At the time, though, young Amos Muzyad Yakhoob Kairouz had other things occupying his thoughts. 

 

To help support his family, Amos took a job selling candy and soda inside the Empire Theatre, at St. Clair and Orange Streets.  Vaudeville was in full swing, and from the balcony, the boy had a ringside seat to the comedians, the song-and-dance men, and the other performers. He studied their routines, their timing, their tricks for keeping the audience entertained.

 

It didn't take long.  Like so many youngsters exposed to show business, Amos was hooked.

 

Fortunately, he had talent.  Once his formal education was done, he struck out on his own, using less-ethnic-sounding name of Amos Jacobs.  He soon found it tough going.  The country had entered into what would become known as the Great Depression and few people had disposable income.  Amos managed to find work on the nightclub circuit. It was a catch-as-catch-can livelihood for Amos, whose nightly wage often was just a meal in the back room.  Things picked up a bit when, in 1932, he landed a job performing on radio in Detroit. 

 

It didn’t pay much, but it paid regularly.  Regularly enough for Amos to take a wife in 1936.

 

A year later, a baby was on the way.  While attending Mass in a local church, Amos was so moved by the service, he put all the money he had---seven dollars---into the collexion plate.  Now broke, he prayed for God’s help in paying the looming hospital bills.  The next day, he was offered a part on another radio show, one that paid seventy dollars for the performance---ten times what he had given to the church.

 

Still, his career languished in Detroit for another three years.  Uncertain of what to do, Amos visited church, again.  Drawing on his Catholic upbringing, Amos turned to St. Jude Thaddeus, the patron saint of hopeless causes.  “Help me find my way in life,” he prayed, “and I will build you a shrine.”

 

Reluctantly, Amos opted to take up the nightclub circuit, again.  He moved his family to Chicago.

 

Things improved, but not by much.  The money was slightly better, but it meant being away from his wife and children for days, even weeks, at a time.

 

Again, his career was stalled and again, Amos returned to the church.  He prayed to St.
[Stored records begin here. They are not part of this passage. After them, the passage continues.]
Issue #578, opened 2024-09-04
Automatic sitemap


mathiazom:

mathiazom:
https://nextjs.org/docs/app/api-reference/file-conventions/metadata/sitemap#generating-a-sitemap-using-code-js-ts

mathiazom:
https://www.sanity.io/headless-seo/seo-with-sanity#0702ab07e332

mathiazom:
Closed by #580

PR #580, opened 2024-09-04
v3 - basic sitemap generation

mathiazom:
Further explanation is found here: #578 

Automatic sitemap generation based on Sanity documents with a defined `slug` value. Sitemap is available to crawlers at `/sitemap.xml` and the full url is included in a generated `robots.txt`.

We are assuming that all documents containing the field `slug` should be included in the sitemap. If this assumption is wrong, the GROQ query can be adjusted to for example only include specific document types (like blog and page).

Added environment value `NEXT_PUBLIC_URL` for development and production, as this is required to provide fully qualitifed URLs in the sitemap.

image

---

## Checklist


christinaroise:
do/should we cover images in sitemap for variant?
https://developers.google.com/search/docs/crawling-indexing/sitemaps/image-sitemaps

mathiazom:
> do/should we cover images in sitemap for variant?

Next.js sitemap generator was recently added in a canary release (https://github.com/vercel/next.js/releases/tag/v15.0.0-canary.107). So unless it's a top priority we might want to wait for that to be available via the route handler. We might want to test if our images are already available to search engines (e.g. not using JavaScript to load), which would reduce the need to include them in the sitemap.

mathiazom:
TODO: handle pages under subpaths (e.g. blog post at `/blog/hello`)

src/app/sitemap.ts
```diff
@@ -0,0 +1,17 @@
...
+import { client } from "../../studio/lib/client";
+import { Slug } from "../../studio/lib/payloads/global";
+
+interface SitemapDocument {
+  slug: Slug;
+  _updatedAt: string;
+}
+
+export default async function sitemap(): Promise<MetadataRoute.Sitemap> {
+  const documents = await client.fetch<SitemapDocument[]>(`*[defined(slug)]`);
```
christinaroise, line 11: this client fetches without a token — we're certain that's not needed?

christinaroise (approved):

christinaroise:
>Image support in the Next.js sitemap generator was recently added in a canary release (https://github.com/vercel/next.js/releases/tag/v15.0.0-canary.107). So unless it's a top priority we might want to wait for that to be available. We could test if our images are already available to search engines (e.g. not using JavaScript to load), which would reduce the need to include them in the sitemap.

could also be that most of our images are for illustrations only, and that images for say news and costumer cases are more important. But yeah, I agree. Let's hold images until we've got more of the project defined.

mathiazom:
> TODO: handle pages under subpaths (e.g. blog post at `/blog/hello`)

This should be solved when blog post routes are migrated to shared studio, see issue #592

src/app/sitemap.ts
mathiazom: Good catch! This worked for me because my dataset was public. Fixed now to include the token.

Jude Thaddeus once more, repeating his vow to build him a shrine.

 

What occurred next probably reminded Amos of what had happened back in Detroit after he given his last seven bucks to the church.   A nightclub offered him a healthy booking for a decent salary.  He was able to save up enough money for the Jacobs family to relocate to California.  Amos knew this was where the real money in show business was.

 

He landed stints on network radio.  He played recurring rôles on The Bickersons and The Baby Snooks Show, as well as performing as himself on the popular variety programme, The Big Show.  This got Amos noticed by the right people. 

 

Amos appeared in a handful of films, and this was followed by the thing which made his face recognisable in every household in America---an eleven-year run as the star of his own television show.

 

 

 

After twenty years of struggling, Amos was now an “overnight” success.  But he didn’t forget his promise to St. Jude Thaddeus.

 

Amos decided that the best shrine to the patron saint of hopeless causes would be a hospital dedicated to that most hopeless of diseases---cancer.  More than that, it would be a children’s hospital, as children were cancer’s most unfair victims.  At the suggestion of a friend and spiritual advisor, Amos chose Memphis, Tennessee, as the proposed location.

 

Amos started raising money for his cause in the mid-1950’s.  He and his wife criss-crossed the United States by automobile, making impassioned pleas and rousing support.  During one summer, they hit twenty-eight cities in thirty-two days.

 

Meanwhile, a group of Memphis businessmen, persuaded by Amos’ fervency, joined his cause and began its own fundraising efforts, providing the capital for charity shows featuring the major entertainment stars of the day.

 

It wasn’t enough to just raise enough money to build the hospital; there was also the formidable task of financing its daily operations.  You see, Amos insisted that the medical treatment provided by the hospital be available to all stricken children, even those from families too poor to afford it.

 

To that end, Amos turned to fellow Americans of his own Middle-Eastern descent.  He told them that supporting his hospital would honour their immigrant forefathers who had come to America.  Amos also pointed out that it was a way for them, as a group, to thank America for the freedoms they had enjoyed here.

 

One hundred representatives of the Arab-American community agreed with him.  They met in Chicago and organised for the sole purpose of raising funds to support the operation of the hospital.

 

In 1962, Amos kept his vow when the St. Jude Children’s Research Hospital opened its doors.  It is the world’s foremost facility for the study and treatment of catastrophic diseases in children.  It treats over 7,800 patients each year.  Due to its advanced techniques in radiation, chemotherapy, and surgery, the survival rate for acute lymphobastic leukemia, the most common form of childhood cancer, has risen from 4% to 80%.  St Jude was the first institution to develop a cure for sickle cell disease, by means of bone marrow transplants.

 

And no family has ever had to pay for the care its child receives.

 

 

 

By now, most of you have already guessed the thing I’ve been deliberately omitting from this story.

 

In 1940, when Amos and his family moved to Chicago, he didn’t want his family to know he had returned to the nightclub circuit, so he stopped billing himself as “Amos Jacobs”.  Taking the first names of two of his brothers, he adopted the professional name of . . . .

 

Danny Thomas.

 

I expected you’d figure that out on your own.  It’s O.K., though, because that’s not “The Rest of the Story” part of my tale.

 

To get to that, you need to know one other important thing about St. Jude.  It’s not just a hospital, but it is a research centre.  Its many discoveries and breakthroughs in the treatment of the ill---cancer protocols, organ transplant procedures, vaccines, human gene therapy, and countless other developments---have been shared with medical institutions across the country and around the world.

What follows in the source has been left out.